### Task input
______
PR #15220, opened 2026-02-23
feat(cli): browser-based terms acceptance for non-interactive environments

bhrigu123:
## Summary

- When `vercel integration add` runs in auto-provision mode and the client is an AI agent or non-TTY terminal, the CLI now opens a browser for terms acceptance instead of erroring out
- The CLI polls for installation creation (every 2s, up to 5 min timeout) and continues the provisioning flow once terms are accepted in the browser
- Interactive TTY behavior remains unchanged

## Changes

- **New**: `packages/cli/src/util/integration/accept-terms-via-browser.ts` — utility that opens browser, shows spinner, and polls `fetchInstallations()` for the new installation
- **Modified**: `packages/cli/src/commands/integration/add-auto-provision.ts` — conditional browser/TTY flow based on `client.isAgent || !client.stdin.isTTY`
- **Modified**: test mocks and tests — updated existing non-TTY/agent tests to expect browser flow, added timeout/skip/URL-params tests

## Companion PR

- Frontend (accept-terms page + API route): https://github.com/vercel/front/pull/63048

## Test plan

- [x] All 77 unit tests pass (`vitest run packages/cli/test/unit/commands/integration/add-auto-provision.test.ts`)
- [ ] Manual E2E: run `vercel integration add <integration> --agent` and verify browser opens, terms page loads, and CLI continues after acceptance
- [ ] Verify interactive TTY flow is unchanged

> [!NOTE]
> Low Risk Change
>
> This PR adds a new browser-based terms acceptance flow for non-interactive CLI environments (AI agents or non-TTY), which is a feature addition that maintains the existing interactive TTY behavior and doesn't weaken any security controls.
> 
> - New utility `accept-terms-via-browser.ts` opens browser and polls for installation creation
> - Conditional flow in `add-auto-provision.ts` routes non-TTY/agent clients to browser flow
> - Test updates verify browser flow behavior and timeout handling
>
> <sup>Risk assessment for [commit a7ceacd](https://github.com/vercel/vercel/commit/a7ceacdcebab0ff64dc5b72cad01ea90354df935).</sup>

### DIFF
______
### Problem
Across the data above, how many lines include the word "installation"? Give only the number.

### Solved problem
3